━━━━━ Provided data
PR #13220, opened 2024-03-26
Mark TimeLimitingCollector as deprecated

kaivalnp:
### Description

Follow-up to https://github.com/apache/lucene/pull/13202#issuecomment-2016947960

[`TimeLimitingCollector`](https://github.com/apache/lucene/blob/main/lucene/core/src/java/org/apache/lucene/search/TimeLimitingCollector.java) only seems to be used from comments and tests. Can we mark it as `@Deprecated` and remove from `main` in another PR?

### DIFF
--- a/lucene/core/src/java/org/apache/lucene/index/ExitableDirectoryReader.java
+++ b/lucene/core/src/java/org/apache/lucene/index/ExitableDirectoryReader.java
@@ -31,8 +31,6 @@ import org.apache.lucene.util.automaton.CompiledAutomaton;
  * {@link QueryTimeout} implementation object to be checked periodically to see if the thread should
  * exit or not. If {@link QueryTimeout#shouldExit()} returns true, an {@link ExitingReaderException}
  * is thrown.
- *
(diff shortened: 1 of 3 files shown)


vigyasharma:
As an alternate to deprecating this entirely, we could also change it to start using `QueryTimeout`, instead of its custom time limiting counters. I'd like to get more opinions from the community, on whether we think it's useful to keep a time limiting *collector* around.

jpountz:
It makes sense to me to deprecate it, `IndexSearcher#setTimeout` should be used instead.

jpountz (approved):

jpountz:
@vigyasharma I'd like to double check with you if you're good with deprecating before merging, I'm not sure if your previous comment was candidly checking for consensus, or if you were implicitly raising concerns.

jpountz:
Thanks for confirming, I'll merge.

kaivalnp:
Created a follow-up to remove `TimeLimitingCollector` from `main` after deprecation: #13243

PR #13222, opened 2024-03-26
Use `ReadAdvice#RANDOM` when appropriate.

jpountz:
This switches the following files to `ReadAdvice.RANDOM`:
 - Stored fields data file.
 - Term vectors data file.
 - HNSW graph.
 - Temporary file storing vectors at merge time that we use to construct the merged HNSW graph.
 - Vector data files, including quantized data files.

I hesitated using `IOContext.RANDOM` on terms, since they have a random access pattern when running term queries, but a more sequential access pattern when running multi-term queries. I erred on the conservative side and did not switch them to `IOContext.RANDOM` for now.

For simplicity, I'm only touching the current codec, not previous codecs. There are also some known issues:
 - These files will keep using a `RANDOM` `IOContext` at merge time. We need some way for merge instances to get an updated `IOContext`? We have the same problem with `IOContext#LOAD` today.
 - With quantized vectors, raw vectors don't have random access pattern, but it was challenging to give raw vectors a sequential access pattern when there are quantized vectors and a random access pattern otherwise. So they assume a random access pattern all the time.


ChrisHegarty (approved):
LGTM

uschindler:
Hi, I have some problem regarding merging with it - and a suggestion. Please hold with merging.

jpountz:
No worries, Uwe. Looking forward to your suggestions.

uschindler (commented):
Hi,
sorry for the delay, was a bit busy. I clicked through the code and constructors with my Eclipse IDE and figured out that the hardcoded RANDOM context does not fit well with merging (at least for stored fields).

Merging also uses the normal `Lucene90CompressingStoredFieldReader` ctor, it only sets some "merge=true" as constant.

The `state.iocontext` is correctly initialized for merging (`IOContext.Context#MERGE`), but this is forcefully changed to RANDOM. So actually this patch makes all merging use RANDOM and the pages may not be freed afterwards (see my comment about this below).

What we should better do: The idea in the variable gaps reader before #13216 looks like the solution here: Let's add a method `IOContext#forRandomAccess()` that does the following: If we are in `Context.MERGE` or `Context#FLUSH` this method just returns the original context unmodified, only in cases `Context#READ` or `Context#DEFAULT` it returns a `IOContext#RANDOM`.

By that it is a bit more dynamic: When we merge or flush we keep the context as is (so information about how large the merge is and so on), but on default/read we enable RANDOM access.

We should then maybe also remove the public `RANDOM` constant in `IOContext`?

What do you think?

uschindler:
In addition, we should still look into getting the IOContexts correct when we merge. The current solution is not ideal, but somehow not really changeable. When you clone an indexinput, you can't set another read advice, as the underlying mmaped segments are the same in the clone.

uschindler:
About the announced comment: When we merge we want to use sequential, as the kernel may earlier free the pages. But actually I am not sure, if we really need this: After merging the file is closed and deleted later. Then the pages get freed automatically, so I don't understand the whole issue that Mike has seen.

jpountz:
> What do you think?

I had similar thoughts is mind, so that sounds good to me.

I'm still curious about how to fix the bigger issue wrt reader pooling. Should `getMergeInstance()` open fresh new `IndexInput`s? Or maybe we avoid reusing readers across searching and merging, and we'll open a fresh new reader if we need to merge, even though the same segment may already be open for search?

> After merging the file is closed and deleted later. Then the pages get freed automatically, so I don't understand the whole issue that Mike has seen.

This only happens after the whole merge is finished. So if you're merging a 5GB segment, and it takes time, it's still a fair amount of page cache that merges are taking from searches. If pages could be more aggressively reclaimed while the merge is running, this could help?

jpountz:
I opened #13229, is it what you had in mind?

jpountz:
@uschindler I'm curious what you think of this PR now that `ReadAdvice#RANDOM` is the default. Should we keep calling `state.context.withReadAdvice(ReadAdvice.RANDOM)` to be explicit about the expected access pattern (what the PR is doing now) or should we lean on the default being `ReadAdvice.RANDOM`? In the latter case, we would only need to keep the changes in `Lucene99FlatVectorsWriter`.

uschindler (approved):
Hi,
as said in the other PR, I would still call it explicit if we know that the access will be really RANDOM. The default (which is now configurable after #13264) is then applied only when not explicitly requested.

uschindler:
> I'll look into porting this work to branch_9x via a separate PR.

We should maybe also port some recent changes back, too. Not sure how to best do this. The new record classes and enums make this hard.

Maybe easiest is to use a method like `IOContext#withRandomAccess()`.

jpountz:
This is exactly what I'm doing. :) All in the same PR, but it shouldn't be too big.

jpountz:
Backport PR: #13267.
━━━━━━━━━━
What is being asked:
What belongs in the answer is each line of the listing that contains the word "closed".

Final answer:
About the announced comment: When we merge we want to use sequential, as the kernel may earlier free the pages. But actually I am not sure, if we really need this: After merging the file is closed and deleted later. Then the pages get freed automatically, so I don't understand the whole issue that Mike has seen.
> After merging the file is closed and deleted later. Then the pages get freed automatically, so I don't understand the whole issue that Mike has seen.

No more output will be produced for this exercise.